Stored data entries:
PR #564, opened 2026-04-07
fix: prevent empty pane_title from corrupting save file fields

### LINKED ISSUE #437: Many bugs when restoring panes, pane placement and pane contents
I have been tracking several bugs over the course of the past month. I have saved and restored different environments over 100 times. There are several major bugs that I cannot find a way around. Some of the bugs happen every time. Some happen intermittently which suggests timing issue.

Several of the bugs may be related to adding new panes to window in that it messes up the existing panes, placements and histories. Sometimes adding a new pane to one window creates a new pane in a different window. Sometimes the panes are restored with a the placements messed up (almost always bunched together at the top).

Here is what I have found so far:

1. tmux-resurrect is creating phantom panes in the same window
- Create a new window with 3 vertical panes
- Save environment, kill server and restore
- 4 panes are restored to this window (an extra pane at the bottom)
- Sometimes it has the history of the 3rd pane and sometimes the history is empty.
- This is intermittent it happens around 20% of the time.

2. tmux-resurrect is creating phantom panes in different windows
- Create a new window with 3 vertical panes
- Save environment, kill server and restore
- The window is restored with 3 panes but an extra phantom pane is added to another window!
- This is intermittent, it happens around 15% of the time.

3. tmux-resurrect never restored the command to the bottom pane in a 3 window vertical split:
- Create a new window with 3 vertical panes
- Run the same script (~script.sh) to each window.
- Tmux will restore the script to pane 0 and 1, never 2
- Repeat the test with any script, it is always the bottom that is never restored regardless of the script type
- This is repeatable every time.

3b. tmux-resurrect never restored the command to the bottom pane in a 3 window vertical split:
- Swap pane 2 and 3
- Save environment, kill server and restore
- Observe that the third pane script is never restored, it doesn't matter what is run, it is the 3rd pane that is never restored.

4. tmux-resurrect sometimes remembers the commands of a 4 pane split window
- Create a new window with 4 vertical panes
- Each pane has the same script running (~script.sh)
- Save, kill server and restore
- tmux-resurrect restores the script to pane 1,2,4 (skips 3)
- repeat this test 5 times. It always skips pane 3.
- This is repeatable every time.

5. tmux-resurrect messes up the position of the windows
- In a window with 3 evenly spaced vertical panes, around 30% of the time the panes are restored all bunched up at the top.
- This may be related to adding a pane to another window.
- This is intermittent (happens around 20% of the time)

6. tmux-resurrect never remembers history of certain windows.
- The history of Window 0, pane 0 is never restored, all other windows and panes restore as expected.

There are so many different issues it is hard to track them all. I have never had a successful session completely restored, usually there are 3 or 4 issues that need to be corrected every time.

I would guess there are three main root causes:
1. A timing issue where sometimes the windows and panes are restore correctly and sometimes they are not. This might account for the intermittent nature of some of the issues.
2. Adding new panes seems to get tmux-resurrect confused, I think it often tries to restore the contents of the past pane position.
3. Even if no new panes are added, their are certain window configurations that are never restored properly (3 vertically split , evenly spaced panes) never restored the running command of the third pane.

KTSCode:
## Summary

When `pane_title` is empty (which tmux allows), `dump_panes()` in `scripts/save.sh` produces a save file line with consecutive tab delimiters. Bash's `read` with `IFS=$'\t'` collapses these consecutive tabs (POSIX whitespace-IFS behavior), shifting every field after `pane_title` one position left. This puts `pane_active` (0/1) into the `dir` field, and leaks `pane_pid` into `pane_command`.

On restore, the corrupted `dir` value defaults to `~/`, so panes end up in the wrong directory.

**Root cause proof** — bash collapses empty tab fields:

```bash
printf 'a\t\tb' | (IFS=$'\t' read -r x y z; echo "x=[$x] y=[$y] z=[$z]")
# x=[a] y=[b] z=[]  ← empty middle field lost, 'b' shifts left
```

## The fix

In `pane_format()`, change line 42 from:

```bash
format+="#{pane_title}"
```

to:

```bash
format+="#{?pane_title,#{pane_title},_}"
```

This tmux conditional format outputs `_` when `pane_title` is empty/unset, guaranteeing a non-empty field and preventing the IFS collapse. The `_` is harmless — untitled panes get title `_` on restore (they had no meaningful title to preserve).

## Why this approach

- **One file changed, one line changed** — minimal risk
- **Backward compatible** — existing save files with populated titles are unaffected; old save files without the `pane_title` field (pre-v4.0.0) still work since the field position hasn't changed
- **Non-destructive** — unlike prefixing a sentinel character that must be stripped on restore, this preserves all legitimate pane titles exactly as-is

## Related issues and PRs

- Fixes #437 — "When restoring, some panes of a session are corrupted"
- Alternative to #520 — that PR prefixes `:` to `pane_title` and strips all colons on restore, which is destructive to titles containing colons
- Alternative to #536 — that PR changes the delimiter from `\t` to `\t;\t` across multiple files, breaking backward compatibility with existing save files

## Test plan

- [x] Set a pane with an empty title (`tmux select-pane -T ""`) alongside panes with titles
- [x] Run tmux-resurrect save, inspect the save file — confirm no consecutive tabs in the `pane_title` field (empty titles saved as `_`)
- [x] Run tmux-resurrect restore — confirm all panes restore in the correct directory with correct commands
- [x] Verify panes with existing titles retain their titles after save/restore cycle


pdecat:
Hit this on a real snapshot, can confirm the diagnosis.

Env: tmux-resurrect at `cff343c` (current master), with tmux-continuum, 87 panes / 21 windows.

Pre-patch, the save file had 9 panes with exactly the field-shift signature described here — field 8 holding `0`/`1`, field 10 holding a real PID:

```
idx=2  path-field=[1]  cmd-field=[2425167]   <- bash pid
idx=1  path-field=[0]  cmd-field=[4187826]
idx=1  path-field=[0]  cmd-field=[9779]
... (6 more)
```

All 9 were panes where a TUI program had cleared `pane_title` between command exit and the next `PROMPT_COMMAND`, leaving the title empty at snapshot time. On restore the corrupted `dir` resolves to `$HOME`, which is the symptom that brought me here.

Applied the one-line patch locally, re-ran save: same 9 panes now serialize with title `_` and intact `pane_current_path` (paths match what adjacent panes had been hinting at). 0 misaligned entries in the new file.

_Problem details:_
Repeat the entries exactly, all of them.

_Completed task:_
PR #564, opened 2026-04-07
fix: prevent empty pane_title from corrupting save file fields

### LINKED ISSUE #437: Many bugs when restoring panes, pane placement and pane contents
I have been tracking several bugs over the course of the past month. I have saved and restored different environments over 100 times. There are several major bugs that I cannot find a way around. Some of the bugs happen every time. Some happen intermittently which suggests timing issue.

Several of the bugs may be related to adding new panes to window in that it messes up the existing panes, placements and histories. Sometimes adding a new pane to one window creates a new pane in a different window. Sometimes the panes are restored with a the placements messed up (almost always bunched together at the top).

Here is what I have found so far:

1. tmux-resurrect is creating phantom panes in the same window
- Create a new window with 3 vertical panes
- Save environment, kill server and restore
- 4 panes are restored to this window (an extra pane at the bottom)
- Sometimes it has the history of the 3rd pane and sometimes the history is empty.
- This is intermittent it happens around 20% of the time.

2. tmux-resurrect is creating phantom panes in different windows
- Create a new window with 3 vertical panes
- Save environment, kill server and restore
- The window is restored with 3 panes but an extra phantom pane is added to another window!
- This is intermittent, it happens around 15% of the time.

3. tmux-resurrect never restored the command to the bottom pane in a 3 window vertical split:
- Create a new window with 3 vertical panes
- Run the same script (~script.sh) to each window.
- Tmux will restore the script to pane 0 and 1, never 2
- Repeat the test with any script, it is always the bottom that is never restored regardless of the script type
- This is repeatable every time.

3b. tmux-resurrect never restored the command to the bottom pane in a 3 window vertical split:
- Swap pane 2 and 3
- Save environment, kill server and restore
- Observe that the third pane script is never restored, it doesn't matter what is run, it is the 3rd pane that is never restored.

4. tmux-resurrect sometimes remembers the commands of a 4 pane split window
- Create a new window with 4 vertical panes
- Each pane has the same script running (~script.sh)
- Save, kill server and restore
- tmux-resurrect restores the script to pane 1,2,4 (skips 3)
- repeat this test 5 times. It always skips pane 3.
- This is repeatable every time.

5. tmux-resurrect messes up the position of the windows
- In a window with 3 evenly spaced vertical panes, around 30% of the time the panes are restored all bunched up at the top.
- This may be related to adding a pane to another window.
- This is intermittent (happens around 20% of the time)

6. tmux-resurrect never remembers history of certain windows.
- The history of Window 0, pane 0 is never restored, all other windows and panes restore as expected.

There are so many different issues it is hard to track them all. I have never had a successful session completely restored, usually there are 3 or 4 issues that need to be corrected every time.

I would guess there are three main root causes:
1. A timing issue where sometimes the windows and panes are restore correctly and sometimes they are not. This might account for the intermittent nature of some of the issues.
2. Adding new panes seems to get tmux-resurrect confused, I think it often tries to restore the contents of the past pane position.
3. Even if no new panes are added, their are certain window configurations that are never restored properly (3 vertically split , evenly spaced panes) never restored the running command of the third pane.

KTSCode:
## Summary

When `pane_title` is empty (which tmux allows), `dump_panes()` in `scripts/save.sh` produces a save file line with consecutive tab delimiters. Bash's `read` with `IFS=$'\t'` collapses these consecutive tabs (POSIX whitespace-IFS behavior), shifting every field after `pane_title` one position left. This puts `pane_active` (0/1) into the `dir` field, and leaks `pane_pid` into `pane_command`.

On restore, the corrupted `dir` value defaults to `~/`, so panes end up in the wrong directory.

**Root cause proof** — bash collapses empty tab fields:

```bash
printf 'a\t\tb' | (IFS=$'\t' read -r x y z; echo "x=[$x] y=[$y] z=[$z]")
# x=[a] y=[b] z=[]  ← empty middle field lost, 'b' shifts left
```

## The fix

In `pane_format()`, change line 42 from:

```bash
format+="#{pane_title}"
```

to:

```bash
format+="#{?pane_title,#{pane_title},_}"
```

This tmux conditional format outputs `_` when `pane_title` is empty/unset, guaranteeing a non-empty field and preventing the IFS collapse. The `_` is harmless — untitled panes get title `_` on restore (they had no meaningful title to preserve).

## Why this approach

- **One file changed, one line changed** — minimal risk
- **Backward compatible** — existing save files with populated titles are unaffected; old save files without the `pane_title` field (pre-v4.0.0) still work since the field position hasn't changed
- **Non-destructive** — unlike prefixing a sentinel character that must be stripped on restore, this preserves all legitimate pane titles exactly as-is

## Related issues and PRs

- Fixes #437 — "When restoring, some panes of a session are corrupted"
- Alternative to #520 — that PR prefixes `:` to `pane_title` and strips all colons on restore, which is destructive to titles containing colons
- Alternative to #536 — that PR changes the delimiter from `\t` to `\t;\t` across multiple files, breaking backward compatibility with existing save files

## Test plan

- [x] Set a pane with an empty title (`tmux select-pane -T ""`) alongside panes with titles
- [x] Run tmux-resurrect save, inspect the save file — confirm no consecutive tabs in the `pane_title` field (empty titles saved as `_`)
- [x] Run tmux-resurrect restore — confirm all panes restore in the correct directory with correct commands
- [x] Verify panes with existing titles retain their titles after save/restore cycle


pdecat:
Hit this on a real snapshot, can confirm the diagnosis.

Env: tmux-resurrect at `cff343c` (current master), with tmux-continuum, 87 panes / 21 windows.

Pre-patch, the save file had 9 panes with exactly the field-shift signature described here — field 8 holding `0`/`1`, field 10 holding a real PID:

```
idx=2  path-field=[1]  cmd-field=[2425167]   <- bash pid
idx=1  path-field=[0]  cmd-field=[4187826]
idx=1  path-field=[0]  cmd-field=[9779]
... (6 more)
```

All 9 were panes where a TUI program had cleared `pane_title` between command exit and the next `PROMPT_COMMAND`, leaving the title empty at snapshot time. On restore the corrupted `dir` resolves to `$HOME`, which is the symptom that brought me here.

Applied the one-line patch locally, re-ran save: same 9 panes now serialize with title `_` and intact `pane_current_path` (paths match what adjacent panes had been hinting at). 0 misaligned entries in the new file.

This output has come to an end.